Wallace’s Rhythm and Fitness workshop was the latest in SUU’s ongoing artFUSION professional development program for local educators and SUU education students, funded by the Sorenson Legacy Foundation, Art Works for Kids and The Utah Division of Arts and Museums. ArtFUSION workshops are held each year to bring art into the life of every child in southern Utah, and Wallace is the latest in a long list of artists who have led workshops in the past, ranging from musicians and actors to puppeteers and sculptors.

Senior elementary education student Jessie Brinson said she looks forward to these workshops each year because they challenge her to be more creative in her lesson plans and to see just how broad the possibilities really are. According to Brinson, this most recent Rhythm and Fitness Workshop has been the best yet.

“I loved all the other artFUSION workshops I’ve attended, but this one surpassed all expectations. Percussion activities, fun chants and music are a great way for children to remember lessons, and I know that I will really be able to bring what I learned into my classroom.”
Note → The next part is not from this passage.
PR #5737, opened 2021-01-05
propagation of trace Id

swetha-aggidevara:


src/app/client/src/app/modules/core/services/data/data.service.ts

Brinson and her 93 peers, plus the 56 local educators in attendance, join an ever-growing group of people touched by the ongoing efforts of Trenholm through the Sorenson Legacy Foundation, Art Works for Kids and The Utah Division of Arts and Museums. In the last six years since beginning the artFUSION workshops at SUU, Trenholm has worked with more than 30,000 school children and 2,100 current and future educators.